LoRA ensembles for large language model fine-tuning

Xi Wang,Laurence Aitchison,Maja Rudolph
2023-10-05
Abstract:Finetuned LLMs often exhibit poor uncertainty quantification, manifesting as overconfidence, poor calibration, and unreliable prediction results on test data or out-of-distribution samples. One approach commonly used in vision for alleviating this issue is a deep ensemble, which constructs an ensemble by training the same model multiple times using different random initializations. However, there is a huge challenge to ensembling LLMs: the most effective LLMs are very, very large. Keeping a single LLM in memory is already challenging enough: keeping an ensemble of e.g. 5 LLMs in memory is impossible in many settings. To address these issues, we propose an ensemble approach using Low-Rank Adapters (LoRA), a parameter-efficient fine-tuning technique. Critically, these low-rank adapters represent a very small number of parameters, orders of magnitude less than the underlying pre-trained model. Thus, it is possible to construct large ensembles of LoRA adapters with almost the same computational overhead as using the original model. We find that LoRA ensembles, applied on its own or on top of pre-existing regularization techniques, gives consistent improvements in predictive accuracy and uncertainty quantification.
Machine Learning,Artificial Intelligence
What problem does this paper attempt to address?

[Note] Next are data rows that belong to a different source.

PR #425, opened 2018-05-29
Better exception messages and assertions for unrecognized class constant fetch expressions

Ocramius:
This basically replaces a null pointer error with a nicer exception with some
minimal context/description around it.

### DIFF
--- a/src/NodeCompiler/CompileNodeToValue.php
+++ b/src/NodeCompiler/CompileNodeToValue.php
@@ -74,7 +74,7 @@ class CompileNodeToValue
                 return true;
             default:
                 if (! defined($firstName)) {
-                    throw Exception\UnableToCompileNode::becauseOfOfNotFoundConstantReference($context, $constNode);
+                    throw Exception\UnableToCompileNode::becauseOfNotFoundConstantReference($context, $constNode);
                 }
 
                 return constant($firstName);
--- a/src/NodeCompiler/CompileNodeToValue.php
+++ b/src/NodeCompiler/CompileNodeToValue.php
@@ -112,7 +112,6 @@ class CompileNodeToValue
             $classInfo = $context->getReflector()->reflect($className);
         }
 
-        /** @var ReflectionClassConstant $reflectionConstant */
         $reflectionConstant = $classInfo->getReflectionConstant($nodeName);
 
         if (! $reflectionConstant instanceof ReflectionClassConstant) {
--- a/src/NodeCompiler/CompileNodeToValue.php
+++ b/src/NodeCompiler/CompileNodeToValue.php
@@ -87,7 +87,7 @@ class CompileNodeToValue
      * @return string|int|float|bool|mixed[]|null
      *
      * @throws IdentifierNotFound
-     * @throws Exception\UnableToCompileNode if a referenced constant could not be located on the expected referenced class
+     * @throws Exception\UnableToCompileNode If a referenced constant could not be located on the expected referenced class.
      */
     private function compileClassConstFetch(Node\Expr\ClassConstFetch $node, CompilerContext $context)
     {
--- a/src/NodeCompiler/CompileNodeToValue.php
+++ b/src/NodeCompiler/CompileNodeToValue.php
@@ -13,10 +13,8 @@ use Roave\BetterReflection\Util\FileHelper;
 use function constant;
 use function defined;
 use function dirname;
-use function get_class;
 use function realpath;
 use function reset;
-use function sprintf;
 
 class CompileNodeToValue
 {
@@ -37,7 +35,7 @@ class CompileNodeToValue
 
         $constExprEvaluator = new ConstExprEvaluator(function (Node\Expr $node) use ($context) {
             if ($node instanceof Node\Expr\ConstFetch) {
-                return $this->compileConstFetch($node);
+                return $this->compileConstFetch($node, $context);
             }
 
             if ($node instanceof Node\Expr\ClassConstFetch) {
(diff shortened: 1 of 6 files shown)


src/NodeCompiler/Exception/UnableToCompileNode.php
```diff
@@ -5,7 +5,56 @@
...
+            self::compilerContextToContextDescription($fetchContext),
+            $constantFetch->getLine()
+        ));
+    }
+
+    private static function compilerContextToContextDescription(CompilerContext $fetchContext) : string
+    {
+        return $fetchContext->hasSelf()
+            ? $fetchContext->getSelf()->getName()
+            : 'unknown context'; // @TODO review feedback here, plox!
```
Ocramius: This is probably a problem

asgrim: If the context is in a function?

src/NodeCompiler/CompileNodeToValue.php
```diff
@@ -52,7 +50,7 @@ public function __invoke(Node $node, CompilerContext $context)
                 return $this->compileClassConstant($context);
             }
 
-            throw new Exception\UnableToCompileNode('Unable to compile expression: ' . get_class($node));
```
asgrim: This is dreadful and you should feel bad.

Ocramius: IIRC that's your code...

src/NodeCompiler/Exception/UnableToCompileNode.php
```diff
@@ -5,7 +5,56 @@
...
 use LogicException;
+use PhpParser\Node;
+use Roave\BetterReflection\NodeCompiler\CompilerContext;
+use Roave\BetterReflection\Reflection\ReflectionClass;
+use function get_class;
+use function sprintf;
 
 class UnableToCompileNode extends LogicException
 {
+    public static function forUnRecognizedExpressionInContext(Node\Expr $expression, CompilerContext $context) : self
```
BackEndTea: The other two methods are named  `becauseOf<thing>`, but this method doesn't follow that same pattern. 
How about changing the name of this method to follow the same pattern?

Ocramius: Could do, but at the call-site it reads better this way, so I'd prefer better readability from a consumer perspective than from a consistency across multiple named constructors

src/NodeCompiler/Exception/UnableToCompileNode.php
```diff
@@ -5,7 +5,56 @@
...
+        return new self(sprintf(
+            'Could not locate constant %s::%s while trying to evaluate constant expression in %s at line %s',
+            $targetClass->getName(),
+            $constantFetch->name->name,
+            self::compilerContextToContextDescription($fetchContext),
+            $constantFetch->getLine()
+        ));
+    }
+
+    public static function becauseOfOfNotFoundConstantReference(
```
djneo92nl: Is this the best name for this method, it is pretty similar to "becauseOfNotFoundClassConstantReference"

Ocramius: Constant and ClassConstant are different concepts both for this library and for PHP-Parser

djneo92nl: never mind then 👼

Ocramius:
@asgrim before, you'd get a `Throwable` due to a null pointer: now you get a specific exception. Code that caught `Throwable` will therefore continue to run.

asgrim:
@Ocramius that's my point, you'd get an `Error` before, now you get something that extends `Exception`, right? if someone has `catch (\Error $blah)` it may break. I think it's fairly unlikely, so we can probably just ignore.

Ocramius:
Yeah, I don't think that catching that would make sense, plus we really noticed the problem due to reports about this precisely. I will still document the change when tagging though.

asgrim:
Oh build is failing?

asgrim:
Looks like some CS issues to fix, I'll push the fixes  :)

Ocramius:
Thanks!

src/Reflection/ReflectionFunctionAbstract.php
```diff
@@ -557,6 +557,10 @@ public function removeParameter(string $parameterName) : void
         $lowerName = strtolower($parameterName);
 
         foreach ($this->node->params as $key => $paramNode) {
+            if ($paramNode->var instanceof Node\Expr\Error) {
```
asgrim: Not a fan of doing this, but it's the only way I could force `psalm` to not think `$paramNode->var` is ever a `Node\Expr\Error`. I tried using `/** @var Node\Expr\Error $paramNode->var */` but it still complained that sometimes `name` property doesn't exist (if `var` is an `Error` node)... is this the right solution do you think @muglug ?

asgrim:
@Ocramius I would say apart from that static analysis ugly thing, this is ready to go. The patch (especially around Psalm as above) is required to make the build pass in other PRs like #431, #433 ... WDYT, good to merge or should we fix this better?

src/NodeCompiler/Exception/UnableToCompileNode.php
asgrim: `CompilerContext` works for functions - basically, if `$fetchContext->hasSelf()` is `false`, it's a function AFAIK

asgrim: Yes, we're missing which function we're in (if any) but as you say that's only useful for exceptions. Maybe make a new issue to improve on this and add that capability to `CompilerContext`?

Ocramius: I'll open an issue then. Can you meanwhile drop the `@TODO` blocks in this PR?

asgrim:
@Ocramius the `todo` is sorted, just that static analysis workaround thing, LMK WDYT plz

Ocramius:
:shit:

The paper aims to address the issue of poor uncertainty quantification that arises after fine-tuning large language models (LLMs), specifically manifesting as overconfidence, poor calibration, and unreliable predictions on test data or out-of-distribution samples. To tackle this problem, the paper proposes an ensemble method based on Low-Rank Adapters (LoRA). Traditionally, deep ensembles (i.e., training the same model multiple times with different random initializations) can mitigate this issue of poor uncertainty quantification, but this approach faces significant storage challenges when dealing with very large LLMs. Since a single LLM is already difficult to maintain in memory, keeping an ensemble of multiple LLMs is often impossible. LoRA, as a parameter-efficient fine-tuning technique, requires only a small number of parameters, making it feasible to construct large LoRA ensembles with computational overhead nearly equivalent to using the original model. Experimental results show that LoRA ensembles exhibit significant improvements in both prediction accuracy and uncertainty quantification, whether applied alone or in combination with other regularization techniques. Additionally, the paper explores the impact of regularization on LoRA ensembles and finds that appropriate regularization strategies can further enhance prediction accuracy and calibration ability.